“Calligraphie auprès de laquelle, plus simplement, on se tient comme auprès d”un arbre, d’une roche, d’une source.”
Henri Michaux  Idéogrammes en Chine.

“Cintilam na noite do ser, através da claridade da consciência que não a dissipa(S) ”
María Zambrano  “Signos, Sementes”  Clareiras do Bosque.

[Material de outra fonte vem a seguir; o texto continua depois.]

PR #141, opened 2019-06-23
Add bank import and icons to instrument context menu

jpcima:
This sets icons in the right click menu. (the same way as the Instruments from menu bar)
Also it inserts the missing item Import from Bank File.


rerrahkr:
Thanks for your contribution!

PR #142, opened 2019-06-23
Add search box for instrument selection dialog

jpcima:
I added a search box to find instruments more easily inside a bank.

In the commit following I have updated the fr translation with 2 new strings.


rerrahkr:
Thanks for your contribution!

Desde os anos 40 com o impulso da abstracção lírica, sígnica e gestual de Degottex, Hartung, Mathieu, Michaux, Schneider, Soulages, Tàpies, Wols ou Dotremont (um dos criadores do grupo COBRA em 1948) e da grande tentação que levou o Ocidente a seguir os ritmos e os grafismos da arte oriental, que a arte contemporânea achou um modo que se prolonga até aos nossos dias de celebrar as núpcias da poesia e da pintura, num constante cintilar de prodígios de que o artista francês Henri Michaux permanece um expoente fundamental.
A poesia visual que em Portugal como movimento surgiu nos anos 60, deu esplêndidos frutos na obra da poeta pintora e ensaísta Ana Hatherly, um vulto de grandeza europeia, que no Barroco, período em que se especializou, descobriu idêntico élan de fusão da escrita e da imagem. Foi aliás Ana Hatrherly em a reinvenção da leitura, entre nós pioneiro ensaio, quem realçou “o carácter místico da escrita – para Platão ela era a geometria do espírito”, “assumido com grande rigor no Oriente, particularmente na China e no Japão, onde o poeta-pintor-calígrafo é uma unidade cultural paradigmática.” (1)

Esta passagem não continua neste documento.